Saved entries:
PR #1642, opened 2023-10-11
fix: Render a hidden copy of tools drawer for compatibility when drawers are used

just-boris:
### Description

In a single-drawer (tools only) mode, app layout renders `tools` slot content even when it is closed. Some teams are relying on this. When rendering multiple drawers we tried to render only the active one, but this broke compatibility.

This PR restores compatibility, we now always keep the tools content in the DOM, only hide it when it is closed
 
### How has this been tested?

Added a dev page `pages/app-layout/runtime-drawers-imperative.page.tsx` to reproduce this case and added several unit tests to capture this behavior

<details>

#### Correctness

#### Security

#### Testing

</details>

---

### DIFF
--- a/src/app-layout/__tests__/main.test.tsx
+++ b/src/app-layout/__tests__/main.test.tsx
@@ -169,29 +169,3 @@ test('a11y', async () => {
   );
   await expect(container).toValidateA11y();
 });
-
-test('drawers a11y', async () => {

## What you should do
Without omitting anything, output the data verbatim.

## Answer
PR #1642, opened 2023-10-11
fix: Render a hidden copy of tools drawer for compatibility when drawers are used

just-boris:
### Description

In a single-drawer (tools only) mode, app layout renders `tools` slot content even when it is closed. Some teams are relying on this. When rendering multiple drawers we tried to render only the active one, but this broke compatibility.

This PR restores compatibility, we now always keep the tools content in the DOM, only hide it when it is closed
 
### How has this been tested?

Added a dev page `pages/app-layout/runtime-drawers-imperative.page.tsx` to reproduce this case and added several unit tests to capture this behavior

<details>

#### Correctness

#### Security

#### Testing

</details>

---

### DIFF
--- a/src/app-layout/__tests__/main.test.tsx
+++ b/src/app-layout/__tests__/main.test.tsx
@@ -169,29 +169,3 @@ test('a11y', async () => {
   );
   await expect(container).toValidateA11y();
 });
-
-test('drawers a11y', async () => {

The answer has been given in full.